Sunday, November 2, 2025

Sometimes Even the Good Ones Get It Wrong

 

Sometimes Even the Good Ones Get It Wrong

November 2, 2025

I know a Christian church pastor, no names or other identifying information here, of whom I am quite fond. They are a very good preacher.[1] As far as I know, they are a very good person. They are personable and pleasant. On the whole, I am quite satisfied with them. I mean nothing here as anything to detract from them as a good church pastor.

But. But at church this morning I had not one but a couple objections to what they did, didn’t say, and said. So I’ve titled this peace “Sometimes Even the Good Ones Get It Wrong.” The pastor of whom I write here is one of the good ones. Yet, of course, the best of us make mistakes. I am prideful enough to believe (to know, actually) that I am a much better than average preacher and pastor, but I would never claim never to have made mistakes. I know a whole lot better than that. Like every other preacher and pastor, I’m human. That means I am far from perfect, and so is the pastor about whom I write in this piece. Here, then, are the things to which I object about their service this morning.

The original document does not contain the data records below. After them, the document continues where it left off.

PR #1062, opened 2020-10-13
Propose usage of clang-format and editorconfig [WIP]

BitFis:
I would like to propose the usage of [clang-format](https://clang.llvm.org/docs/ClangFormat.html) and [editorconfig](https://editorconfig.org/).

This pull requests contains:
- [ ] `clang-format` in cicd
- [ ] format whole project
- [ ] check files to be `.editorconfig` correct

### DIFF
--- a/.clang-format
+++ b/.clang-format
@@ -1,0 +1,17 @@
+---
+# We'll use defaults from the LLVM style, but with 4 columns indentation.
+# BasedOnStyle: LLVM
+IndentWidth: 4
+---
+Language: Cpp
+# Force pointers to the type for C++.
+DerivePointerAlignment: false
+PointerAlignment: Left
+AlignAfterOpenBracket: AlwaysBreak
+AllowAllParametersOfDeclarationOnNextLine: true
+BreakBeforeBraces: Custom
+BraceWrapping:
+  AfterFunction: true
+ColumnLimit: 110
+AllowShortFunctionsOnASingleLine: false
+SortIncludes: false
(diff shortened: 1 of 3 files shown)


huitema:
Asking @bkchr to take a look at this if he has time. Bastian implemented the "make clangformat" option in CMake, which I believe does something pretty close to what this PR suggests. My only problem is that the Visual Studio editor keeps fighting against the formatting, which is a bit tiring.

BitFis:
> Asking @bkchr to take a look at this if he has time. Bastian implemented the "make clangformat" option in CMake, which I believe does something pretty close to what this PR suggests. My only problem is that the Visual Studio editor keeps fighting against the formatting, which is a bit tiring.

Jep, saw that. Seems we use [`-style=Webkit`](https://webkit.org/code-style-guidelines/). I will change this pull request accordingly and would like to suggest adding  the clang-format command to the cicd to be checked and run, well, continuously. The `.editorconfig` contains configuration which can not be checked by the clang-format; whitespaces / new lines at the end of file etc. . This would be an extension. It is also supported by vs and most IDEs. so not much work for integration. I could split up into two pull requests if you are interested.

huitema:
You don't need to split in two, just ensure that the "make clangformat" is consistent with the editing rule. If you can do it in such a way that VS understand it, then that's great.

BitFis:
> You don't need to split in two, just ensure that the "make clangformat" is consistent with the editing rule. If you can do it in such a way that VS understand it, then that's great.

Wont get to it this week anymore, will remove WIP after completion

BitFis:
Sadly I have to put my work on this on ice for now, since priorities changed. I will reopen this issue when I get back to it at work or during the weekends.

Today was a Communion Sunday. The pastor in question presided at the sacrament. I love the sacrament of the Eucharist. Presiding at it has been one of the joys of time as a parish pastor and of the times I have been able to preside at it since my retirement. There are not many ways in which I am a traditionalist, yet I am a traditionalist in at least some ways when it comes to the Eucharist though I will never hold with a closed table. When I preside at the sacrament I always say “This is the Lord’s table, it is not our table, and all are welcome here….” I believe that truth with every fiber of my faith, and I will never deny or reject it.

There is, however, something about traditional Christian liturgy that matters here. In any worship service that includes the Eucharist, the sacrament is, or at least ought to be, the highlight of the service. Everything else leads up to it. After the Eucharist as the climax of the service, the presiding officer may have the people sing a hymn and give a closing benediction, but at that point the service ends and the people are sent out into the world with the good news of Jesus, his teaching, and his resurrection. There’s nothing more to say. Nothing more to do. Putting the sacrament earlier in the service just diminishes its significance, its central role in Christian worship.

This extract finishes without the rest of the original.